On Quinn (part II), Hume, More, and the hybridity of Civilization.
Last week I read and digressed (recall) on Josephine Quinn’s excellent (2024) How the World Made the West: a 4,000 Year History. Along the way I expressed some misgivings on how she tells the story about her main polemical target, the tendency to treat civilizations as social kinds, especially associated with the idea of superiority and homogeneity. I added Quinn “associates this idea with eighteenth century stadial thought, and especially nineteenth century Victorian (and French) imperialism.” In her account Mirabeau first uses the term in the 1750s, and then the (somewhat reactionary) liberal Guizot rethinks the history of Europe in light of it setting the stage for all kinds of imperialist (and often liberal) uses of the concept. Since I assume you are loyal readers, I won’t repeat it here.

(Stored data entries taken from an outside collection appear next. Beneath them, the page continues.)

PR #409, opened 2026-08-05
Size internal arb legs to a common share count, and label the NO leg

DarriEy:
`_execute_internal_arb` had three defects that made a "risk-free" package a guaranteed loss. It **auto-executes with no separate enable flag** (unlike `cross_exchange_auto_execute` / `negrisk_auto_execute`) and `arbitrage.enabled` defaults true.

## 1. Equal dollars, not equal shares

YES+NO of one market pays exactly **$1 per share** on the winning side, so the hedge exists only at equal share counts. Both legs were sized `position_size / price`:

| | yes 0.60 | no 0.35 |
|---|---|---|
| shares bought with $10 | 16.67 | 28.57 |

$20 out, worst case `16.67 × $1` back → **guaranteed −$3.33**, logged and alerted as an executed arb. Profit existed only when *both* legs priced under 0.50.

`_execute_negrisk_arb`, 150 lines above, already states the rule:

> Size all legs to a common **SHARE** quantity so each losing leg pays an identical $1.

Now applied here: `qty = min(position_size / yes_px, position_size / no_px)`, which also guarantees neither leg exceeds the risk-approved stake.

## 2. The NO leg had no `token`

`Order.token` defaults to `TokenType.YES` (`exchange/models.py:162`).

- **Kalshi** derives both the book side and the price inversion from `order.token`, *not* `token_id` — so this posted **two YES bids** instead of a hedge. The second usually tripped Kalshi's own resting-order dup guard and returned `SKIP_DUP`, leaving a single unhedged directional position reported as an executed arb.
- **Polymarket** routes purely on `token_id`, so the venue trade was correct — but `_record_result` writes `token=order.token` into `cost_basis`/`fills`. A NO holding landed under `'YES'`, which is the exact key `_exceeds_market_cap` reads, so cap accounting and marks were attributed to the opposite side.

## 3. Success reported unconditionally

`place_legs` runs these sequentially (`concurrent=False`) and either leg can independently return `INSUFFICIENT_BALANCE`, `POST_ONLY_REJECTED` or `SKIP_DUP`. The code logged `internal_executed` and sent "Internal arb executed" without inspecting either status — a half-leg read as success. Both sibling paths already raise `critical` on a partial fill; this one now does too.

## Deliberately NOT fixed here

The same equal-dollar sizing exists at `entailment_arb:602` and `cross_venue_arb:334`. Those route through `submit_paired(size_dollars=...)`, and the gateway picks each leg's execution price inside `router.route` / `prepare_executable_order` — Kalshi crosses the spread with an aggression term, Polymarket applies a min-order bump. **A pillar cannot predict the share count its dollars will buy**, so computing dollars from a quoted price would substitute one wrong answer for another.

Fixing those properly means giving `submit_paired` a common-share-quantity contract — a gateway *interface* decision rather than a pillar edit, and yours to make. Both consumers are paper/disabled today (`entailment_arb.paper: true`, `cross_venue_arb.enabled: false`), so this is latent.

## Tests

`tests/test_internal_arb_hedge.py` — 7 tests, including one that pins the *old* behaviour as a guaranteed loss on the reported case, a parametrized sweep showing equal-share sizing is never negative, a check that neither leg exceeds the approved stake, and a source assertion that the NO leg carries `TokenType.NO`.

- Full suite: **2113 passed, 5 skipped, 0 failed**

### DIFF
--- a/auramaur/bot_arb_execute.py
+++ b/auramaur/bot_arb_execute.py
@@ -268,30 +268,51 @@ class ArbTradeExecutionMixin:
 
         exchange_client = engine.exchange
 
+        yes_px = market.outcome_yes_price
+        no_px = market.outcome_no_price
+        if yes_px <= 0 or no_px <= 0:
+            return
+
+        # Size BOTH legs to a common SHARE quantity, matching
+        # _execute_negrisk_arb above. YES+NO of one market pays exactly $1 per
+        # SHARE held on the winning side, so the hedge exists only at equal
+        # share counts. Sizing each leg to the same DOLLARS bought unequal
+        # shares: at yes=0.60 / no=0.35 with $10 a leg that is 16.67 vs 28.57
+        # shares — $20 out, worst case 16.67 x $1 back, a guaranteed -$3.33 on
+        # a trade booked and alerted as risk-free. Profit existed only when
+        # BOTH legs priced under 0.50; above that the "arb" was a losing bet.
+        qty = min(position_size / yes_px, position_size / no_px)
+        if qty < 1:
+            return
+
         # YES leg
         yes_order = Order(
             market_id=market.id,
             exchange=exchange_name,
             token_id=market.clob_token_yes or market.id,
             side=OrderSide.BUY,
-            size=position_size / market.outcome_yes_price if market.outcome_yes_price > 0 else 0,
-            price=market.outcome_yes_price,
+            token=TokenType.YES,
+            size=qty,
+            price=yes_px,
             dry_run=not self.settings.is_live,
         )
 
-        # NO leg
+        # NO leg. token= is REQUIRED, not decorative: Order.token defaults to
+        # YES, Kalshi derives both the book side and the price inversion from
+        # order.token (not token_id), so omitting it posted two YES bids
+        # instead of a hedge — and the gateway writes token=order.token into
+        # cost_basis/fills, so a NO holding was booked under 'YES' and its cap
+        # accounting attributed to the opposite side.
         no_order = Order(
             market_id=market.id,
             exchange=exchange_name,
             token_id=market.clob_token_no or market.id,
             side=OrderSide.BUY,
-            size=position_size / market.outcome_no_price if market.outcome_no_price > 0 else 0,
-            price=market.outcome_no_price,
+            token=TokenType.NO,
+            size=qty,
+            price=no_px,
             dry_run=not self.settings.is_live,
         )
-
-        if yes_order.size < 1 or no_order.size < 1:
-            return
 
         try:
             (yes_result, _), (no_result, _) = await self._exit_gateway.place_legs(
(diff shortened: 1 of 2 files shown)


DarriEy:
Review (Claude, 2026-08-06): **MERGE-READY.** All three claimed defects verified real against main, and the first one is serious.

**Equal dollars, not equal shares** (bot_arb_execute.py:277,288): both legs sized position_size/price, so shares diverge whenever prices differ — the executor contradicted its own scanner, which emits at YES+NO < 0.97 and computes expected_profit_pct on the equal-share payout model. At the PR example ($10/leg, YES 0.60 / NO 0.35): 16.67 YES vs 28.57 NO shares, $20 out; YES resolves to $16.67 — **P&L -$3.33**. Precisely: worst case is negative whenever max(yes,no) > 0.50, i.e. nearly every real opportunity. So a "risk-free arb" alert was fronting a coin flip. Reachability is worse than a normal lane: internal arbs auto-execute with NO enable flag, unlike cross_exchange and negrisk.

**NO leg unlabeled** — verified end-to-end and this is the same defect FAMILY as yesterday double-booking. Order.token defaults YES; Kalshi derives book side and price inversion from order.token alone, so the old NO leg posted as a second YES bid at the NO price (usually eaten by the dup guard). On Polymarket the venue routing was correct but the gateway writes Fill(token=order.token) into fills/cost_basis, collapsing both legs into ONE blended row under YES — while the post-3f70692 reconciler writes the NO asset under NO. That bot-row/venue-row label disagreement is exactly the one-settlement-two-source_refs signature that produced the double-booking incident. 3f70692 fixed the venue-side normalizer; this fixes the bot-side generator. Complementary, not duplicative. Bonus the body omits: place_legs batch reservation keyed both legs under YES, summing them against the abs ceiling — the fix also stops that false block.

**Unconditional success report** — confirmed; the ok tuple matches the gateway _OK_STATUSES and every failure sentinel carries status rejected.

Fix correctness: qty = position_size/max(px) gives guaranteed profit qty*(1-yes-no) >= 0.03*qty at the trigger, each leg notional <= approved stake. No floor asymmetry (same fractional qty both legs; Kalshi rounds both identically; Polymarket submits size unmodified on this path). Execution contract intact — one place_legs call, registry-pinned. Clock-safe: code-only.

Follow-ups, none blocking: (1) the sizing tests exercise a local _qty reimplementation, so a production regression stays green — extend the existing mock harness in test_arbitrage.py to assert legs[0].size == legs[1].size and the tokens on real orders; (2) PR body says cross_venue_arb.enabled: false — tracked defaults.yaml:1355 has enabled: true, paper: true; the safety conclusion holds via paper, not disablement. Related and worth recording: cross_venue paper evidence is accruing under the still-unfixed equal-dollar submit_paired sizing, and since strategy_version hashes config not code, a later gateway fix will NOT reset its clock — do not pool evidence across that fix (the llm-evidence-epoch lesson); (3) the 0/2-legs case raises a critical alert claiming an unhedged position when nothing filled.

Verdict: MERGE-READY.

PR #1098, opened 2025-04-05
feat: Add CUDA Toolkit 12.6 Installation Instructions and Update Dependencies uv.lock. Fix #1087

### LINKED ISSUE #1087: Its a mess. (Sorted Out)
Its a mess alright. 
install instructions does not work and causes all sort of incomplete or corrupt install where only parts of whisperX works or dont work at all because
stupid python libs.

Please sum up all needed deps to run this whisperX
I mean all of them, so i can freez the packages on the system and only get what is required.

jim60105:
Fix #1087

The primary modifications include adding the cu126 package repository source into the `pyproject.toml` file and the updating of `uv.lock` dependencies.

> [!IMPORTANT]  
> Please be aware that my testing has been conducted solely under Linux (container) environment. It is essential to verify it works on Windows before approval.

(I am a Fedora user and currently do not have access to a Windows machine with GPU card.)

### DIFF
--- a/README.md
+++ b/README.md
@@ -63,6 +63,15 @@ This repository provides fast automatic speech recognition (70x realtime with la
 
 <h2 align="left" id="setup">Setup ⚙️</h2>
 
+### 0. CUDA Installation
+
+To use WhisperX with GPU acceleration, install the CUDA toolkit 12.6 before WhisperX. Skip this step if using only the CPU.
+
+- For **Linux** users, install the CUDA toolkit 12.6 following this guide:
+  [CUDA Installation Guide for Linux](https://docs.nvidia.com/cuda/cuda-installation-guide-linux/).
+- For **Windows** users, download and install the CUDA toolkit 12.6:
+  [CUDA Downloads](https://developer.nvidia.com/cuda-12-6-3-download-archive).
+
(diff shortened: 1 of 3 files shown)


jim60105:
numpy v2.1.2 does not support Python 3.9
https://github.com/numpy/numpy/releases/tag/v2.1.2

The following is the numpy list provided by pytorch
https://download.pytorch.org/whl/numpy/

It can be seen that if 2.1.2 is not used, the previous version would be 1.26.3.
The original project requires `numpy>=2.0.2`. I'm not sure what would happen if we downgrade to version 1.26, but I think there's a greater chance of issues arising.

**Please decide whether to downgrade numpy or abandon support for Python 3.9.**

jim60105:
@Barabazs @m-bain Kindly take a moment to review this.

jim60105:
A recent commit cd59f21d1a0fe1269d153a1aba4925cdc24cc4aa downgraded ctranslate2 to version 4.4.0, meaning we will remain on cudnn8.
Since cu126 is compatible with cudnn9, this PR is no longer applicable. 

Additionally, as far as I know, stay on cudnn8 indicates that we do not support Blackwell (RTX 50XX), though I do not have the hardware to verify this.

PR #1101, opened 2025-04-08
feat: diarization model env config

bgdnvk:
Removing the hardcoded value from `diarization` so we can take it from the environment with `DIARIZATION_MODEL_CONFIG` but also keeping the original default `pyannote/speaker-diarization-3.1`


sonicfields (approved):

Barabazs (approved):
Thank you!

pintoseb:
Hello, I've receiving this error after this change, AttributeError: module 'whisperx' has no attribute 'DiarizationPipeline'
 could be related to? I'm running on google colab. Thks

PR #1110, opened 2025-04-11
feat: adds KBLab/kb-whisper-large as alignment model to Swedish

Npahlfer:
The national library of Sweden has released a model that is very efficient with the Swedish language and this PR adds it to the list of alignment models.


MahmoudAshraf97:
The alignment model needs to be a grapheme CTC model, whisper is an encoder-decoder model which is vastly different

Barabazs:
@Npahlfer It seems you're looking for this model "KBLab/wav2vec2-large-voxrex-swedish"

Npahlfer:
Thanks for the help! I changed the model to the CTC model.

Barabazs:

Issue #1038, opened 2025-02-09
ImportError: libctranslate2-d3638643.so.4.4.0: cannot enable executable stack as shared object requires: Invalid argument


GUUser91:
```
whisperx --model large-v3 --language en audio.flac
Traceback (most recent call last):
  File "/home/user/WhisperX/venv/bin/whisperx", line 5, in <module>
    from whisperx.transcribe import cli
  File "/home/user/WhisperX/venv/lib/python3.11/site-packages/whisperx/__init__.py", line 4, in <module>
    from .asr import load_model
  File "/home/user/WhisperX/venv/lib/python3.11/site-packages/whisperx/asr.py", line 5, in <module>
    import ctranslate2
  File "/home/user/WhisperX/venv/lib/python3.11/site-packages/ctranslate2/__init__.py", line 21, in <module>
    from ctranslate2._ext import (
ImportError: libctranslate2-d3638643.so.4.4.0: cannot enable executable stack as shared object requires: Invalid argument
```

I was able to fix this problem by downgrading to glibc-2.40-1 on my arch based artix linux distro.

```
sudo pacman -U glibc-2.40-1-x86_64.pkg.tar.zst
```
I found the package here.
https://archive.org/download/archlinux_pkg_glibc

The CTranslate2 page had the same issue
https://github.com/OpenNMT/CTranslate2/issues/1849#issuecomment-2639117406

If you uninstalled glibc and can't install the glibc package on arch or artix. Then you fix this problem by following this guide.
https://bbs.archlinux.org/viewtopic.php?id=142459

WasamiKirua:
thanks bro it was driving me crazy. i love linux but sometimes it sucks

chboishabba:
> [@WasamiKirua](https://github.com/WasamiKirua) couldn't write it better. Was about to throw my PC out of the window :D and fyi, I use [downgrade](https://aur.archlinux.org/packages/downgrade) to easily downgrade a package

I'm sure you're aware of  why downgrading is not recommended.

Hate9:
Yeah so, fair warning: I tried using `downgrade` to downgrade glibc, and it bricked my PC.

I know what I'm doing, and was confident I could fix it if this happened (which I did), but I would *not* recommend doing that if you aren't.

chboishabba:
@Hate9 that seems pretty unusual...

In any case wouldn't using the docker prevent this in future?

GUUser91:
[...]

PR #1126, opened 2025-05-01
fix: resolve dependency issues

Barabazs:
This has been tested on Google Colab with 3.10 & 3.11 and worked as it used to.

YMMV, but I also had to run `apt-get install libcudnn8 libcudnn8-dev` after installing whisperx.

### DIFF
--- a/pyproject.toml
+++ b/pyproject.toml
@@ -9,11 +9,11 @@ requires-python = ">=3.9, <3.13"
 license = { text = "BSD-2-Clause" }
 
 dependencies = [
-    "ctranslate2>=4.5.0",
+    "ctranslate2<4.5.0",
     "faster-whisper>=1.1.1",
     "nltk>=3.9.1",
     "numpy>=2.0.2",
-    "onnxruntime==1.19",
+    "onnxruntime>=1.19",
     "pandas>=2.2.3",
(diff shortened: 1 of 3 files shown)


uthark:
I have the same error as described in https://github.com/m-bain/whisperX/issues/1038

```
... redacted ...
    import whisperx.asr
  File "/app/.venv/lib/python3.10/site-packages/whisperx/asr.py", line 5, in <module>
    import ctranslate2
  File "/app/.venv/lib/python3.10/site-packages/ctranslate2/__init__.py", line 21, in <module>
    from ctranslate2._ext import (
ImportError: libctranslate2-d3638643.so.4.4.0: cannot enable executable stack as shared object requires: Invalid argument
```

but now workaround to bump ctranslate to the version 4.6.0 doesn't work due to this PR:

```
10.42 ERROR: Cannot install -r setup/requirements/requirements-forced-alignment.txt (line 14) and ctranslate2==4.6.0 because these package versions have conflicting dependencies.
10.42
10.42 The conflict is caused by:
10.42     The user requested ctranslate2==4.6.0
10.42     whisperx 3.4.2 depends on ctranslate2<4.5.0
```

what was the actual issue with blocking new version of `ctranslate2`? 
How can I fix the issue?

PR #1133, opened 2025-05-04
chore: restrict torch version to below 2.4 in dependencies (fix the libcudnn dependencies common issue)

jim60105:
A recent commit cd59f21d1a0fe1269d153a1aba4925cdc24cc4aa downgraded ctranslate2 to version 4.4.0, meaning we will remain on cudnn8.

torch depends on libcudnn9 from version 2.4.0 onward.
If we restrict torch<2.4.0, there is no need to manually install libcudnn8 and also save about 1GB disk space.

This PR:

- Update torch dependency to be below version 2.4.0 instead of at least 2.5.1
- Change torchaudio dependency to have no minimum version specified
- restrict onnxruntime to version 1.19 for python 3.9 compatibility

Related #1087, #1158

### DIFF
--- a/README.md
+++ b/README.md
@@ -97,25 +97,6 @@ uv sync --all-extras --dev
 
 You may also need to install ffmpeg, rust etc. Follow openAI instructions here https://github.com/openai/whisper#setup.
 
-### Common Issues & Troubleshooting 🔧
-
-#### libcudnn Dependencies (GPU Users)
-
-If you're using WhisperX with GPU support and encounter errors like:
-
-- `Could not load library libcudnn_ops_infer.so.8`
-- `Unable to load any of {libcudnn_cnn.so.9.1.0, libcudnn_cnn.so.9.1, libcudnn_cnn.so.9, libcudnn_cnn.so}`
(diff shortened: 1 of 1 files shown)


jim60105:
@Barabazs This PR addresses the issue you mentioned in commit 6fe0a8784a22301e92624691193c26aab96e0c5e

jim60105:
Force-pushed to rebase onto the main branch.

jim60105:
After running `uv lock --upgrade` today, I received this build error.

[Build fails due to torch vulnerability CVE-2025-32434 requiring PyTorch v2.6+ upgrade](https://github.com/jim60105/docker-whisperX/issues/82)
> This issue was opened in my own repo because it comes from my own script.  
> However the content of the script is excerpted from the WhisperX project, so it should also occur here.

After carefully reading the CVE, I believe upgrading to torch >= 2.6.0 has become a MUST, so I will now abandon this PR.
The current version on the main branch is torch 2.5.1; I will provide another PR for torch >= 2.6.0 separately.

In addition, the limitation I mentioned in PR #1098 is likely to be encountered again. I will double-check the version dependencies in detail.

PR #1134, opened 2025-05-04
docs: document Docker image usage in README

jim60105:
- Add a new section to the README describing how to use pre-built Docker images for WhisperX with example commands.
- Provide a link to the Docker image repository for available tags.


coezbek:
Your Dockerfiles are not very easy to comprehend. Using statically compiled ffmpeg might be a security risk for some users. Why not use slightly larger base images which have proper package manager to load ffmpeg?

jim60105:
I designed my Docker project to be suitable for direct use with 'docker run', so users don't need to understand the Dockerfile.

If it were simple enough, I would have submitted the Dockerfile to this repository, but it's too complex to serve as a sample Dockerfile. 😅

Barabazs:
Hi @jim60105!

  Thanks for taking the time to create this PR and for building a Docker image for WhisperX.

  However, I think it's best not to list third-party packages and Docker images directly in the main README. The README should focus on the official installation and usage methods to
  avoid:
  - Maintenance burden of keeping external links up to date
  - Potential confusion about what's officially supported vs. community contributions
  - The challenge of deciding which community projects to include (there may be others in the future)

  **Alternative suggestion:** Would you be open to starting a GitHub Discussion instead? You could create a discussion in the "Show and tell" or "General" category where you share your Docker image with the community. This would:
  - Give your work visibility to users who need Docker solutions
  - Allow for ongoing community feedback and discussion
  - Keep the README focused on official documentation
  - Create a space where others can share similar tools/packages

  Thanks again for your contribution to the WhisperX ecosystem! 🙏

jim60105:
ok

Issue #1048, opened 2025-02-15
tensors used as indices must be long, int, byte or bool tensors


5arer:
Hello hello, thanks for the great work!

I have successfully been running this on many audios, but today I've hit one that resulted in error when doing alignment.
I'm using docker version which packages the binary but I think it shouldn't be relevant.
Any idea what this could be about?

Thanks!

```
>>Performing alignment...
Traceback (most recent call last):
  File "/home/1001/.local/bin/whisperx", line 8, in <module>
    sys.exit(cli())
             ^^^^^
  File "/home/1001/.local/lib/python3.11/site-packages/whisperx/transcribe.py", line 221, in cli
    result: AlignedTranscriptionResult = align(
                                         ^^^^^^
  File "/home/1001/.local/lib/python3.11/site-packages/whisperx/alignment.py", line 266, in align
    trellis = get_trellis(emission, tokens, blank_id)
              ^^^^^^^^^^^^^^^^^^^^^^^^^^^^^^^^^^^^^^^
  File "/home/1001/.local/lib/python3.11/site-packages/whisperx/alignment.py", line 401, in get_trellis
    trellis[t, :-1] + get_wildcard_emission(emission[t], tokens[1:], blank_id),
                      ^^^^^^^^^^^^^^^^^^^^^^^^^^^^^^^^^^^^^^^^^^^^^^^^^^^^^^^^
  File "/home/1001/.local/lib/python3.11/site-packages/whisperx/alignment.py", line 426, in get_wildcard_emission
    regular_scores = frame_emission[tokens.clamp(min=0)]  # clamp to avoid -1 index
                     ~~~~~~~~~~~~~~^^^^^^^^^^^^^^^^^^^^^
IndexError: tensors used as indices must be long, int, byte or bool tensors
Error executing transcription: Command '['docker', 'run', '-it', '-v', '.:/app', '-v', 'whisper_cache:/.cache', 'ghcr.io/jim60105/whisperx:no_model', '--', '--model', 'small', '--language', 'es', '--output_format', 'srt', '--compute_type', 'int8', 'audio.mp3']' returned non-zero exit status 1.

```

SyntevoAlex:
The faulty code was last changed in commit 65b2332e (2025-01-09)

SyntevoAlex:
I tried latest release v3.3.1 and it doesn't have this problem.

5arer:
[...]

PR #1146, opened 2025-05-15
Fix: Ensure integer tensor indexing in get_wildcard_emission() to avoid IndexError

HowardWhile:
**Bug Fix: IndexError in `alignment.py` when running alignment**

**Problem**
Sometimes when running alignment with WhisperX, I got this error:
```shell
IndexError: tensors used as indices must be long, int, byte or bool tensors
```

This happens in `alignment.py` at line 427:
```python
regular_scores = frame_emission[tokens.clamp(min=0)]
```
Looks like tokens can sometimes be a float tensor, but PyTorch only accepts integer types for indexing.

**How I fixed it**
I just added `.long()` to make sure it’s using integer indices:
```python
regular_scores = frame_emission[tokens.clamp(min=0).long()]
```
Pretty small change, but it fixes the crash.

**Notes**
- This bug is **intermittent** — doesn’t happen all the time.
- I ran into it while transcribing a Chinese audio file using `large-v2`.
- After the fix, the alignment step runs fine without errors.

### DIFF
--- a/whisperx/alignment.py
+++ b/whisperx/alignment.py
@@ -424,7 +424,7 @@ def get_wildcard_emission(frame_emission, tokens, blank_id):
     wildcard_mask = (tokens == -1)
 
     # Get scores for non-wildcard positions
-    regular_scores = frame_emission[tokens.clamp(min=0)]  # clamp to avoid -1 index
+    regular_scores = frame_emission[tokens.clamp(min=0).long()]  # clamp to avoid -1 index
 
     # Create a mask and compute the maximum value without modifying frame_emission
     max_valid_score = frame_emission.clone()   # Create a copy


tzvc:
Thanks! This is blocking our prod

micahjon:
FYI that a slightly different fix for the same issue was proposed here: https://github.com/m-bain/whisperX/issues/1048#issuecomment-2849500567

I don't have the context to know the best solution, but just wanted to connect this PR to the open issue.

tzvc:
@m-bain Any thoughts on this? This is quite critical

Barabazs (approved):
Thank you!

muzahidulislamhadi:
I had to fix this bug on the whisperx backend i run, months ago...

PR #1167, opened 2025-06-07
allow passing in num_speakers via cli

dehli:
I'm running into issues with diarization when using both `min_speakers` and `max_speakers` as the same value (2). I'm currently triggering the pipeline via the CLI and it would be great if I could similarly pass in `num_speakers` to be able to compare how that performs. 

I didn't test this change as I haven't gotten this project setup on my local machine, but with it being such a small change I figured I'd go ahead and submit the PR. Please let me know if you'd like any changes.


Barabazs:
> I didn't test this change

Please reopen this PR when you found the time to test your submission.

Issue #1173, opened 2025-06-15
IndexError: tensors used as indices must be long, int, byte or bool tensors


eropsakh:
'IndexError: tensors used as indices must be long, int, byte or bool tensors' occurred.

I changed line 427, whisperx/alignment.py
regular_scores = frame_emission[tokens.clamp(min=0)]
to
regular_scores = frame_emission[tokens.clamp(min=0).long()]

Then it worked well.

justadri:
this appears to be a duplicate of #1048, alternate solution in [comment](/m-bain/whisperX/issues/1048#issuecomment-2849500567)

PR #1181, opened 2025-06-26
Fix Tensor IndexError with Type Casting in alignment.py

nclarke0:
### What
Addresses an `IndexError` in `get_wildcard_emission` (alignment.py) when
`tokens` is not an integer dtype.

### Why
Only integer-typed tensors (`LongTensor`, etc.) can be used for indexing.
Without this fix, word-level alignment will crash on float32 token tensors.

### How
In `alignment.py`, before indexing, do:
  ```python
  clamped_tokens = tokens.clamp(min=0).long()
  regular_scores = frame_emission[clamped_tokens]
  ```
  
Closes m-bain/whisperX#1048
Closes m-bain/whisperX#1173

### DIFF
--- a/whisperx/alignment.py
+++ b/whisperx/alignment.py
@@ -424,7 +424,8 @@ def get_wildcard_emission(frame_emission, tokens, blank_id):
     wildcard_mask = (tokens == -1)
 
     # Get scores for non-wildcard positions
-    regular_scores = frame_emission[tokens.clamp(min=0)]  # clamp to avoid -1 index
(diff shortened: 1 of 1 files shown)


micahjon:
Same issue as https://github.com/m-bain/whisperX/pull/1146

Tagging @Barabazs  on this, would be awesome to get a fixed merged soon. Thanks!

Barabazs:
Thank you for the contribution. I'll close this in favor of the earlier fix.

PR #1183, opened 2025-07-04
fix: reorder memory deallocation sequence

SHi-ON:
This PR merely suggests the proper sequence for releasing memory occupied by the loaded model and `torch.cuda` cache, promoting more effective resource cleanup in the provided Python example.


Barabazs:
Thanks for the contribution! The current order in the README is actually more efficient for memory cleanup.

PR #1994, opened 2024-01-23
Web-UI-SDK updates

tomer-shvadron:
### Description
* Updated `Web-UI-SDK` to use `workflows-service`


services/workflows-service/src/main.ts
```diff
@@ -27,6 +27,7 @@ const corsOrigins = [
   ...env.BACKOFFICE_CORS_ORIGIN,
   ...env.WORKFLOW_DASHBOARD_CORS_ORIGIN,
   ...env.KYB_EXAMPLE_CORS_ORIGIN,
+  'http://localhost:5202',
```
alonp99: add it as a const like all other cors configurations

alonp99 (approved):

PR #1996, opened 2024-01-23
add: automation tests for ballerine

pratapalakshmi:
Depends-on: [2007](https://github.com/ballerine-io/ballerine/pull/2007)


.github/workflows/test-ballerine-wf.yml
```diff
@@ -0,0 +1,45 @@
...
+          shell: bash
+    # Service containers to run with this job. Required for running tests
+    services:
+        # Label used to access the service container
+        postgres:
+          # Docker Hub image for Redis
+          image: sibedge/postgres-plv8:15.3-3.1.7
+          ports:
+            # Opens tcp port 5432 on the host and service container
+            - 5432:5432
```
liorzam, line 31: have you check the option to use dind?(Docker in docker?)

So, it should be easy to just run docker compose file and than the command for test job 
https://github.com/peter-evans/docker-compose-actions-workflow

liorzam:
Why dont just use docker compose and start relevant services as configured ?
https://gist.github.com/cecilemuller/437d7340b9f095cf5635dc9780a05092

pratapalakshmi:
> Why dont just use docker compose and start relevant services as configured ? https://gist.github.com/cecilemuller/437d7340b9f095cf5635dc9780a05092

That is what we are doing  here

pratapalakshmi:
please merge [this](https://github.com/ballerine-io/ballerine/pull/2007)
and this is the output of sample job
https://github.com/pratapalakshmi/ballerine/actions/runs/7685815163/job/20943974929

.github/workflows/test-ballerine-wf.yml
```diff
@@ -0,0 +1,57 @@
+name: Publish workflows-service image
```
alonp99: rename

alonp99 (approved):

.github/workflows/test-ballerine-wf.yml
pratapalakshmi: my bad

.github/workflows/test-ballerine-wf.yml
```diff
@@ -0,0 +1,57 @@
...
+
+on:
+  workflow_dispatch:
+  push:
+    paths:
+      # Run this pipeline only if there are changes in specified path
+      - "services/workflows-service/**"
+    branches:
```
liorzam, line 9: One we pushed it to dev and ran e2e test on this env,
The same result should be placed when running on others as well because we promote the image tag to another env

.github/workflows/test-ballerine-wf.yml
```diff
@@ -0,0 +1,57 @@
...
+        run: |
+           mkdir ballerine;
+           cd ballerine;
+           curl https://raw.githubusercontent.com/ballerine-io/ballerine/dev/deploy/docker-compose.yml -o docker-compose.yml;
+           docker-compose up -d  --force-recreate;
+           sleep 120
+
+      - name : Run health check if workflow service is running
+        run: |
+           ready_http_code=$(curl -o /dev/null -s -w "%{http_code}\n" http://localhost:3000/_health/ready)
```
liorzam, line 44: Add a retry mechanism which sleep 2 seconds in order to wait for warm up otherwise the service won't be ready right after you started the docker compose

pratapalakshmi: True that's why i kept a 2 minute sleep  [here](https://github.com/ballerine-io/ballerine/pull/1996/files#diff-8edd32e57210235974f774e1aea603f54d426f2f2a8c4d795860d0199b1b006cR40)

.github/workflows/test-ballerine-wf.yml
pratapalakshmi: Ohh ok got it then the changes should be a little different . I will address it

alonp99 (approved):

As it happens, Quinn responded rather generously to my digression on an open thread on Facebook (here), and (amongst other things) directed our readers to an editorial by her in the Financial Times (here). (Do read all her comments; they are a nice window into the decisions an author makes when writing for a learned public.) This FT essay does much more justice to the narrative she wants to tell about the origin of civilization (including the role of Hegel and the role of thinking in terms of comparative civilizations). But this piece also doubles down on the thought defended in the book that ‘civilization’ originates with Mirabeau in 1759, where “it denoted an abstract concept of advanced society.” (This is from note 4 in the Introduction. of the book.)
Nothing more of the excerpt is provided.